=== Section Start ===

PR #2222, opened 2018-12-28
Added more banks

Adamant36:
closes #230, closes #231, closes #236, closes #245, closes #252, Closes #253, closes #263, closes #264, closes #265, closes #266, closes #267, closes #269, closes #270, closes #273, closes #276, closes #278, closes #287, closes #289, closes #292, closes #294, closes #296 

Btw, I noticed that Metrobank and Metro Bank are in the same entry. They seem to be different banks though. Metro Bank is in the United Kingdom. Whereas Metrobank resides in the Philippians. So they might need to be split. Also, there's a separate entry for PNB (issue #295), but its more than likely Punjab National Bank. Which already has an entry, including Wikipedia data.

PR #2237, opened 2019-01-01
Add contributing guidelines for new brands

SilentSpike:
As mentioned in #2232 the contributing guidelines aren't super clear when it comes to new entries.

My writing skills aren't the best, but I thought I'd take a crack at clearing things up. I think it's pretty succinct, but wasn't sure whether we're okay with adding new brands without `wikidata`/`wikipedia` information.

Let me know if anything should be changed.

### DIFF
--- a/CONTRIBUTING.md
+++ b/CONTRIBUTING.md
@@ -454,10 +454,9 @@ _(comments added for clarity)_
 If it exists, we want to know about it!
 
 Some brands aren't mapped enough (50+ times) to automatically be added to the index so this
-is a valuable way to get ahead of inconsistent tagging.
+is a valuable way to get ahead of incorrect tagging.
 
-
-1. Before adding a new brand, the minimum information you should know is the correct tagging required for instances of the brand (`name`, `brand` and what it is - e.g. `shop=food`). Ideally you also have `wikidata` and `wikipedia` tags for the brand and any other appropriate tags - e.g. `cuisine`.
+1. Before adding a new brand, the minimum information you should know is the correct tagging required for instances of the brand (`name`, `brand` and what it is - e.g. `shop=food`). Ideally you also have `brand:wikidata` and `brand:wikipedia` tags for the brand and any other appropriate tags - e.g. `cuisine`.
 
 2. Add your new entry anywhere in `config/canonical.json` (it will be sorted alphabetically later) and using the `"tags"` key add all appropriate OSM tags. Refer to [here](#card_file_box--about-configcanonicaljson) if you're not familiar with the syntax.
 
--- a/CONTRIBUTING.md
+++ b/CONTRIBUTING.md
@@ -8,6 +8,7 @@
 * Resolve warnings - [show me](#thinking--resolve-warnings)
 * Remove generic names - [show me](#hocho--remove-generic-names)
 * Add `brand:wikidata` and `brand:wikipedia` tags - [show me](#female_detective--add-wiki-tags)
+* Add missing brands - [show me](#convenience_store--add-missing-brands)
 
 ##### :no_entry_sign: &nbsp; Don't edit the files in `dist/` - they are generated:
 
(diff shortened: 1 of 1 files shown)


maxerickson:
I don't see a problem adding entries without wikidata/wikipedia tags, but it's probably a good idea to note that the version of the index published for the editors only includes entries that have a wikidata tag.

Adamant36:
Wikidata or Wikipedia tags. It doesn't need both I don't think. There's a few entries that contain only the Wikidata tag and its the more important of the two if I remember correctly. Since Wikipedia pages come and go, but wikidata entries last forever or something (see https://github.com/osmlab/name-suggestion-index/pull/2222#issuecomment-450438029 for reference).

andrewharvey:
Thank you @SilentSpike this makes it much nicer as a beginner to get in and contribute new brand presets.

maxerickson:
There shouldn't be any wikipedia articles that don't have matching wikidata items. The output is only conditioned on wikidata: https://github.com/osmlab/name-suggestion-index/blob/master/build_nameSuggestions.js#L30

CONTRIBUTING.md
```diff
@@ -448,6 +449,27 @@ _(comments added for clarity)_
...
 &nbsp;
 
+### :convenience_store: &nbsp; Add missing brands
+
+If it exists, we want to know about it!
+
+Some brands aren't mapped enough (50+ times) to automatically be added to the index so this
+is a valuable way to get ahead of incorrect tagging.
+
+1. Before adding a new brand, the minimum information you should know is the correct tagging required for instances of the brand (`name`, `brand` and what it is - e.g. `shop=food`). Ideally you also have `brand:wikidata` and `brand:wikipedia` tags for the brand and any other appropriate tags - e.g. `cuisine`.
```
1ec5: If there isn’t a Wikidata item for the brand yet, we could suggest [creating one](https://www.wikidata.org/wiki/Special:NewItem) and maybe recommend some common values to set the [instance of](https://www.wikidata.org/wiki/Property:P31) property to. Increasingly people will want to add entries for brands that don’t warrant Wikipedia articles, but they can still have Wikidata items.

SilentSpike:
@maxerickson I think the `brand:wikidata` tag should just be listed as required then since there's little point in adding entries without it (plus PRs can be checked using it). If people agree I'll update that text to say so.

Adamant36:
I don't think including Wikidata/Wikipedia information should be requirement for a new entry. As stated above, the index sorts the ones without them out as it is. Plus, its useful to have entries with extra tags like cuisine or region even without the Wikipedia data. As it saves time and research later when there is an article for it.  

Not to mention, it gives a good indicator of which brands need Wikidata/Wikipedia information in the first place. Maybe someone will create the pages if they don't exist by looking through the index, but how will they know otherwise if no entry is there to start with? 

I could also see the process being automated at some point, where the brands without Wikidata yet are periodically checked against the website to see if they have been added. By not including the entries just because they don't have that information though something like that, or someone deciding to create a wikidata page based on the fact that the brand doesn't have one, wouldn't be possible.

1ec5:
> As it saves time and research later when there is an article for it.

I figure that it takes seconds to create a Wikidata item for the brand being added to the index – this document can eventually provide some pointers – but it’s more tedious and error-prone to find and tag existing features that are missing Wikidata tags because an item wasn’t created upfront. But this PR is already an improvement, so perhaps https://github.com/osmlab/name-suggestion-index/pull/2237#discussion_r244837333 and a requirement to add a Wikidata item can wait for a separate PR.

bhousel:
> [Here’s a gist](https://gist.github.com/1ec5/8d44e94db9ac23c0b859c2718d7f82c3) sketching out what it looks like to create a Wikidata item for a brand. But this PR is already an improvement, so perhaps [#2237 (comment)](https://github.com/osmlab/name-suggestion-index/pull/2237#discussion_r244837333) and a requirement to add a Wikidata item can wait for a separate PR.

Cool -  I agree with @1ec5 that the revised guidelines are an improvement.. Thanks @SilentSpike for putting this together!

As mentioned elsewhere, yes only entries with a `brand:wikidata` tag will actually make it into the editor presets.  But even having it in the `canonical.json` file doesn't hurt, and we're starting to attract enough contributors that people are comfortable adding Wikidata entries for those brands that need them.

PR #2238, opened 2019-01-01
add some wikidata/wikipedia + country codes

Sukkoria:
Impacted brands are the following, some of them already had wikidata and/or wikipedia tags, but no country codes : 
- Braum's
- Sibylla (already closed, #440)
- Суши Wok
- Agrola #451 
- Chevron 
- Citgo


Adamant36:
You might want to run "npm run build" before you commit the file so that it doesn't give the error at the end of the file change. Plus it will double check if anything else is wrong before you do the PR. I made the same mistake myself a few PRs back.

config/canonical.json
```diff
@@ -8335,13 +8337,16 @@
   },
   "amenity/fast_food|Суши Wok": {
     "count": 55,
+    "countryCodes": ["ru", "uk"],
```
bhousel: ukranian country code is `ua` not `uk`

bhousel:
Ah this is getting old, I'll just merge and fix it

PR #2250, opened 2019-01-08
Taco Bell is Tex-Mex

1ec5:
We currently have Taco Bell as `cuisine=mexican`, based on common usage, whereas [the wiki recommends](https://wiki.openstreetmap.org/wiki/Key:cuisine#Cuisine_.28ethnicity.29) using the more obscure `tex-mex` instead – and I’d tend to agree. Taco Bell doesn’t ever include “Mexican” in the brand name, as Chipotle and Qdoba sometimes do.

https://github.com/osmlab/name-suggestion-index/blob/418be28cd2323ec8383cec2aaab5d17bc264a3d9/config/canonical.json#L8132-L8143

[](https://commons.wikimedia.org/wiki/File:Naked_Burrito_Bowl_at_Taco_Bell_in_Iso_Omena.jpg)
_Not especially Mexican…_

### DIFF
--- a/config/canonical.json
+++ b/config/canonical.json
@@ -8137,7 +8137,7 @@
       "brand": "Taco Bell",
       "brand:wikidata": "Q752941",
       "brand:wikipedia": "en:Taco Bell",
-      "cuisine": "mexican",
+      "cuisine": "tex-mex",
       "name": "Taco Bell"
     }
   },


1ec5:
I also started [a discussion on the wiki](https://wiki.openstreetmap.org/wiki/Talk:Key:cuisine#Separate_cuisine_from_food_type) about potentially restructuring the `cuisine` tag.

Adamant36:
Do you have a good personal idea of what exactly "Tex-Mex" cuisine entitles? I looked for a definition online, but it seem like there is a solid one (something about using tortillas and cheese more then normal Mexican food does). Personally, id consider all the companies you mentioned as Tex-Mex, but some other companies seem a little more ambiguous. So I'm interested to know. My guess would be that most American Mexican food chains would qualify as Tex-Mex.

1ec5:
Yeah, it’s really tough. Some chains, like the Texas-based Taco Bueno, are proudly Tex-Mex, and it was pretty easy for me to be snobby and classify Taco Bell as Tex-Mex since they don’t currently brand themselves as a Mexican restaurant per se. But Chipotle and Qdoba are both “Mexican Grills”, even though it’d be more accurate to say that they’re Mexican-inspired. El Pollo Loco is also interesting, being from Mexico but carrying a more Americanized menu in the U.S. Though I guess any chain localizes its products for each country, including McDonald’s and KFC.

todrobbins:
I love that this is an actual GitHub issue. 🥰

=== Section End ===

### Work to be completed
Your reply must consist solely of the number of lines in the listing above that include the word "exists".

### Final answer
2